Archeologists are picking up where they left off this summer with more excavations this week in the search for possible graves from the 1921 Tulsa Race Massacre.
Archeologists and historians are not just searching for mass graves during this week's search, but individual graves at Oaklawn Cemetery, too.
The focus in this week's search is on two separate areas on the southern side of Oaklawn Cemetery.
"These were fine, upstanding members of our community who simply wanted a piece of the American dream, but truly received a nightmare,” Brenda Alford, descendent of multiple massacre survivors and the investigation’s Public Oversight Committee Chair said.
One area is called the "Clyde Eddy" site.

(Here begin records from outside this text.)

PR #59, opened 2021-12-01
Fixed problem in Tuner, which can cause trials to remain paused, even…

mseeger:
… though they should be resumed

*Issue #, if available:*

*Description of changes:*
I did a test whether the problem described here really happens. It does, and it causes the dropped resumes I've been seeing in SimulatorBackend. I suppose the reason we see this here is that with simulator and 8 workers, the chance of such a immediate pause->resume is higher than normal.


geoalgo (approved):
LGTM, thanks for the fix.

PR #60, opened 2021-12-02
Fix blackbox backend for remote launcher

geoalgo:
*Issue #, if available:*

*Description of changes:*

### DIFF
--- a/blackbox_repository/tabulated_benchmark.py
+++ b/blackbox_repository/tabulated_benchmark.py
@@ -66,6 +66,7 @@ class _BlackboxSimulatorBackend(SimulatorBackend):
         )
         self._time_this_resource_attr = time_this_resource_attr
         self._max_resource_attr = max_resource_attr
+        self.simulatorbackend_kwargs = simulatorbackend_kwargs
 
     @property
     def resource_attr(self):
@@ -162,7 +163,6 @@ class BlackboxRepositoryBackend(_BlackboxSimulatorBackend):
         self.dataset = dataset
         self._blackbox = None
         self._surrogate = surrogate
-        self.simulatorbackend_kwargs = simulatorbackend_kwargs
 
     @property
     def blackbox(self) -> Blackbox:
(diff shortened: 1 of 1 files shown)


blackbox_repository/tabulated_benchmark.py
```diff
@@ -130,12 +130,15 @@ def __getstate__(self):
             'blackbox_name': self.blackbox_name,
             'dataset': self.dataset,
             'surrogate': self._surrogate,
+            'elapsed_time_attr': self.elapsed_time_attr,
         }
 
     def __setstate__(self, state):
+        super().__init__(elapsed_time_attr=state['elapsed_time_attr'])
```
mseeger, line 137: Thanks, this would work, but could you also add simulator_config and tuner_sleep_time, which are two other members of SimulatorBackend we would want to get and set. Then, this looks good.

geoalgo: Can we do this in another PR? Setting `simulator_config`, `tuner_sleep_time` is currently not done in `_BlackboxSimulatorBackend` (the default are used). I do not mind if we allow setting them in BlackboxSimulatorBackend but this would be a separate change.

mseeger: That is not quite true, they are set via **simulatorbackend_kwargs. And this is used by launch_hpo.py, so not doing it would break for example the setting of tuner_sleep_time.

It is just two more lines. Thanks.

BTW: Not in the PR, but would it not also work to call super().__setstate__, super().__getstate__ in the right way? I just don't know how state is organized then. Maybe it is just one flat dict ...

In any case, thanks for this overall change, because it certainly avoids huge Dill files when serializing the Tuner, so we really want to have it.

geoalgo: > That is not quite true, they are set via **simulatorbackend_kwargs. And this is used by launch_hpo.py, so not doing it would break for example the setting of tuner_sleep_time.

To be clear I do not mind doing calling `simulatorbackend_kwargs` but this was not in "main" when the PR nor this comment was sent. It was just merged with a recent PR:
 https://github.com/awslabs/syne-tune/blob/ba0b25431143c26865d28ea403f6c0b27a10e20b/blackbox_repository/tabulated_benchmark.py#L32

Now that the PR is merged, I can update with this change.

mseeger: Ah you are right!

mseeger (approved):
Thanks a lot, this looks good now

PR #64, opened 2021-12-02
Small fix

mseeger:
*Issue #, if available:*

*Description of changes:*
Another two fixes required to make things work again.

### DIFF
--- a/syne_tune/backend/simulator_backend/simulator_callback.py
+++ b/syne_tune/backend/simulator_backend/simulator_callback.py
@@ -18,6 +18,7 @@ from syne_tune.backend.simulator_backend.simulator_backend import \
 from syne_tune.tuner import Tuner
 from syne_tune.constants import ST_TUNER_TIME
 from syne_tune.stopping_criterion import StoppingCriterion
+from syne_tune.optimizer.schedulers.fifo import FIFOScheduler
 
 logger = logging.getLogger(__name__)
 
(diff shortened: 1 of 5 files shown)


syne_tune/backend/simulator_backend/simulator_callback.py
```diff
@@ -91,6 +92,16 @@ def on_tuning_start(self, tuner: "Tuner"):
         assert tuner.sleep_time == 0, \
             "Initialize Tuner with sleep_time = 0 if you use the SimulatorBackend"
         self._time_keeper = backend.time_keeper
+        scheduler = tuner.scheduler
```
geoalgo, line 95: Ok for now to add a special-case, but I propose to add a callback to avoid adding this special case (I can do that in a next PR).

geoalgo (approved):

syne_tune/backend/simulator_backend/simulator_callback.py
mseeger: Thanks!
The callback is specific to the SimulatorBackend, which always has this time keeper.
But you are right that this testing whether scheduler is FIFOScheduler is not good, and could be improved. However, that would likely mean an extension of the Scheduler API (say, a subclass SchedulerWithTimeKeeper). So, any scheduler which also needs time, would inherit from that, and would be treated properly in the callback.

mseeger: In general, I think, the lesson here (to me) is to avoid dependencies between the components interacting in the Tuner (mainly scheduler and backend). If this cannot be avoided, these dependencies MUST be created only at the start of tuning, and not at construction.

This is because the deserialization creates a new backend object.

I think this is a good forcing function for modular design!

PR #13, opened 2018-05-18
feat: toBeVisible custom matcher

### LINKED ISSUE #7: New toBeVisible custom matcher
As discussed in #4, this library needs a `.toBeVisible` custom matcher. It operates on an element, receives no extra arguments, and passes if the element is visible to the user.

```javascript
expect(element).toBeVisible()
```

## How?

This should be implemented by checking the element's [computed style](https://developer.mozilla.org/en-US/docs/Web/API/Window/getComputedStyle), and make sure that `display` is not `none`, and also `visibility` is not `hidden` or `collapsed`.

## Why?

Doing the equivalent assertion using vanilla DOM APIs is cumbersome:

```javascript
// Two assertions needed, both dealing with verbose APIs
expect(getComputedStyle(element).getPropertyValue('display')).not.toEqual('none')
expect(getComputedStyle(element).getPropertyValue('visibility')).not.toMatch(/(hidden|collapsed)/)
```

gnapse:
**What**:

A new `.toBeVisible` custom matcher, as discussed in #7 

Closes #7 

**Why**:

Because checking for this manually is not trivial.

**How**:

Using `getComputedStyle` on an element to check if it's not visible either via `display: none` or `visibility: hidden|collapse`. Also checks parent nodes all the way to the top, if any of them is not visible, the element is not visible as well.

**Checklist**:

* [x] Documentation
* [x] Tests
* [x] Ready to be merged

### DIFF
--- a/README.md
+++ b/README.md
@@ -47,6 +47,7 @@ to maintain.
   * [`toHaveAttribute`](#tohaveattribute)
   * [`toHaveClass`](#tohaveclass)
   * [`toHaveStyle`](#tohavestyle)
+  * [`toBeVisible`](#tobevisible)
 * [Inspiration](#inspiration)
 * [Other Solutions](#other-solutions)
 * [Guiding Principles](#guiding-principles)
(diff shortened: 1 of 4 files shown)


README.md
```diff
@@ -194,6 +195,34 @@ This also works with rules that are applied to the element via a class name for
...
+### `toBeVisible`
+
+This allows you to check if an element is currently visible to the user.
+
+An element is visible if **all** the following conditions are met:
+
+* it does not have its css property `display` set to `none`
+* it does not have its css property `visibility` set to either `hidden` or
+  `collapse`
+* its parent element is also visible (and so on up to the top of the DOM tree)
```
kentcdodds: What about `opacity: 0`? That's a pretty common way to make things invisible as well. Hmmm...

gnapse: Hmmmmm, yes. Good point 🤔

gnapse:
I think the feature I like the most about semantic-release is that it leaves this message above in PRs once they get released after being merged. So many times I find an issue in a library that I'm having trouble with, I find that it has been merged, but there's no way to know if it's just on master, or beta or rc release, or the latest stable release. It's frustrating.

kentcdodds:
Yeah! I love that feature too!

PR #27, opened 2018-07-05
fix: Types incorrectly pulling in .src

smacpherson64:
**What**:
A fix for types where it was incorrectly pulling in .src

**Why**:
It will cause errors in Typescript when trying to compile a project with jest-dom

**How**:
Removed the unnecessary reference

**Checklist**:
* [x] Documentation - N/A
* [x] Tests - N/A
* [x] Ready to be merged 

### DIFF
--- a/extend-expect.d.ts
+++ b/extend-expect.d.ts
@@ -1,5 +1,3 @@
-import {toContainElement} from './src'
-
 declare namespace jest {
   interface Matchers<R> {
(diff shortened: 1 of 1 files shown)


smacpherson64:
@kentcdodds Sorry, I accidentally added an invalid reference to the `extend-expect.d.ts` file which causes Typescript to not be able to compile.

smacpherson64:
Thank you! Again sorry for not catching it earlier!

PR #30, opened 2018-07-08
TypeScript: Convert matchers to instance methods

jgoz:
**What**:

- Convert matcher function definitions to instance methods (rather than function properties)
- Allow `RegExp` in `toHaveTextContent` typings 

**Why**:

- Jest's typings (on DefinitelyTyped) use instance methods for matchers &mdash; this difference is mostly cosmetic, but TypeScript does treat methods slightly differently from function properties with respect to generics when `strictFunctionTypes` is enabled
- `toHaveTextContent` implementation allows a RegExp to be passed instead of a string

Typings before:
Typings - Before

Typings after:
Typings - After

**How**:

- Updated extend-expect.d.ts

**Checklist**:

* [ ] Documentation N/A
* [ ] Tests N/A
* [x] Ready to be merged 

### DIFF
--- a/extend-expect.d.ts
+++ b/extend-expect.d.ts
@@ -7,6 +7,6 @@ declare namespace jest {
     toHaveAttribute(attr: string, value?: string): R
     toHaveClass(className: string): R
     toHaveStyle(css: string): R
-    toHaveTextContent(text: string): R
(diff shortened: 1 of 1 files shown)


gnapse:
This is great. Thanks!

Eddy went to historians in 1999 with a story from his childhood, when he was 10. Historian and Professor Scott Ellsworth shared what Eddy saw, during a news conference Monday.
"There was a big trench. There were some large wooden crates. He peeked inside a couple of them and saw what he believed were three or four or two, dead African American riot victims,” Ellsworth said.
Further west, the other site is called the "Original 18" area, which is adjacent to two 1921 race massacre headstones. The headstones belong to Eddie Lockard and Reuben Everett, both with death dates of June 1, 1921.
Archeologists and historians hope this search will bring some answers about 16 other people expected to be buried nearby.
"All of these people were somebody's husbands, somebody's son, somebody's brother, somebody's uncle,” Ellsworth said.
Scientists said that search will be focused on looking for individual grave shafts instead of mass graves.
"I'm very hopeful that we'll at least find individuals, these 16 individuals that are just hidden in an otherwise well-organized cemetery,” Forensic Anthropologist Dr. Phoebe Stubblefield said.
If human remains are found, archeologists said they will not be removed from the ground right away. There is a legal process they must go through, including getting approval from a judge.